Task instructions:
Output, word for word, the lines of this listing that fall between the line with "#12732 stays open." and the line with "Updated in 6a6daa3700f16baee59f3ef8ba59c6b583829b3e", counting both of those lines, and no others.

:: Records shown

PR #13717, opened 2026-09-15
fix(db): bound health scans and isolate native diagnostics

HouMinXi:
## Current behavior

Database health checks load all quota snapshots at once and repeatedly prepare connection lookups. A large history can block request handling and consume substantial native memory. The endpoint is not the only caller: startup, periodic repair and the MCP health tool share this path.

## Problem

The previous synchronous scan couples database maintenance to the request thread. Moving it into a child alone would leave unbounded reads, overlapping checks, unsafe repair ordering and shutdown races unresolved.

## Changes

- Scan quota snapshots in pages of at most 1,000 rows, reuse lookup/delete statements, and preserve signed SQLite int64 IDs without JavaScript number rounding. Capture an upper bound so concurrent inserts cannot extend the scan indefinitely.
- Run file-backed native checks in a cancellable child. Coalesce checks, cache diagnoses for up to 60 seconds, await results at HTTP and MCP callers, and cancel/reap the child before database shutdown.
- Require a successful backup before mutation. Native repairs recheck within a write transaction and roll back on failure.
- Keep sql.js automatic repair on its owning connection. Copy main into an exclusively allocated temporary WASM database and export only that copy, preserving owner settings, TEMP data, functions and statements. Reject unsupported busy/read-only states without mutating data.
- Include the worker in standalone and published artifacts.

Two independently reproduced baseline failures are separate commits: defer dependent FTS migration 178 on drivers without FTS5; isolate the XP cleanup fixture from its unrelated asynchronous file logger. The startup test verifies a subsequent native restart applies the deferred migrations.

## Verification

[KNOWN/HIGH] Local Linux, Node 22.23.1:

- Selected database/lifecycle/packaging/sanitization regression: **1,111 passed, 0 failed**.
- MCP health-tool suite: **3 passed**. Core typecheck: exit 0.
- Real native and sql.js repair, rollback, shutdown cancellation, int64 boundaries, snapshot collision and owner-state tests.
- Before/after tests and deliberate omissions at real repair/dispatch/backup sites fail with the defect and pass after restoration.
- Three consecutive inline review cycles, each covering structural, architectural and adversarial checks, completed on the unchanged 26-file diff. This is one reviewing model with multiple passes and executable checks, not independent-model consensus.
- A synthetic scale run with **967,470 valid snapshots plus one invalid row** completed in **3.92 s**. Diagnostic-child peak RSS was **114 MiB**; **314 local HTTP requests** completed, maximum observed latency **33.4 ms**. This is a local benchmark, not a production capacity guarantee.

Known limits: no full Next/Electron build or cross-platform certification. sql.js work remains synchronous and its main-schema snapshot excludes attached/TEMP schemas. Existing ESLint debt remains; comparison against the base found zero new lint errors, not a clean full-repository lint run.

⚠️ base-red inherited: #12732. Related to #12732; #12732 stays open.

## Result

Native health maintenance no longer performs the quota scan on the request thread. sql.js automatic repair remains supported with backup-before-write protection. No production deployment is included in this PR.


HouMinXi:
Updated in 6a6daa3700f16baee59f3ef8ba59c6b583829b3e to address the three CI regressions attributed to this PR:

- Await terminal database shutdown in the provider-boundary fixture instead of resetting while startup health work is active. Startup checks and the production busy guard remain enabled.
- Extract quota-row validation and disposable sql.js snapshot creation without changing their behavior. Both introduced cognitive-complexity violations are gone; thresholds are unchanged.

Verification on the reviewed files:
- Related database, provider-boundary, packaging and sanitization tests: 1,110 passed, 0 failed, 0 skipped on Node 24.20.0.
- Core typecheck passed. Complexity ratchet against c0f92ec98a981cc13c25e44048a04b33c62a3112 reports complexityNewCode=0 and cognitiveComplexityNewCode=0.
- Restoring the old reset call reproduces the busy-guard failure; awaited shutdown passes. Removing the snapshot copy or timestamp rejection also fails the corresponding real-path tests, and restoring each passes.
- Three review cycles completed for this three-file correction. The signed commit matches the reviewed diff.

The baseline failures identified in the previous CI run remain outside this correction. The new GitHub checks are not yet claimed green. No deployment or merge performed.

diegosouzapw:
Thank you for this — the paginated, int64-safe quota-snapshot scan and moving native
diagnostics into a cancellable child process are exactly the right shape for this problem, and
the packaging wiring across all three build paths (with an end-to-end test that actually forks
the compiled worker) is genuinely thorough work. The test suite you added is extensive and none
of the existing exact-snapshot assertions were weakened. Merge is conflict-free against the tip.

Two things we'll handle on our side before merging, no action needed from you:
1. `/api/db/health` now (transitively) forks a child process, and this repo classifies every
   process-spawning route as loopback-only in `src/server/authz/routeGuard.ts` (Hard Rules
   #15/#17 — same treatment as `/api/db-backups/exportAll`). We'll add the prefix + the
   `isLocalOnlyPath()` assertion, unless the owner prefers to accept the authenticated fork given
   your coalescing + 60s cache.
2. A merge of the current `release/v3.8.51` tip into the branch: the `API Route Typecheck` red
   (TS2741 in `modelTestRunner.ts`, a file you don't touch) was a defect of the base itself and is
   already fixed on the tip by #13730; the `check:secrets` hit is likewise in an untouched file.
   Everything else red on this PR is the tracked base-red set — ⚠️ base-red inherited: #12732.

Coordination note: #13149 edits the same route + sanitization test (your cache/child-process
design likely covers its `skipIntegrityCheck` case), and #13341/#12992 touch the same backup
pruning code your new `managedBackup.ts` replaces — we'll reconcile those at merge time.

::::

Response to this task:
⚠️ base-red inherited: #12732. Related to #12732; #12732 stays open.

## Result

Native health maintenance no longer performs the quota scan on the request thread. sql.js automatic repair remains supported with backup-before-write protection. No production deployment is included in this PR.


HouMinXi:
Updated in 6a6daa3700f16baee59f3ef8ba59c6b583829b3e to address the three CI regressions attributed to this PR:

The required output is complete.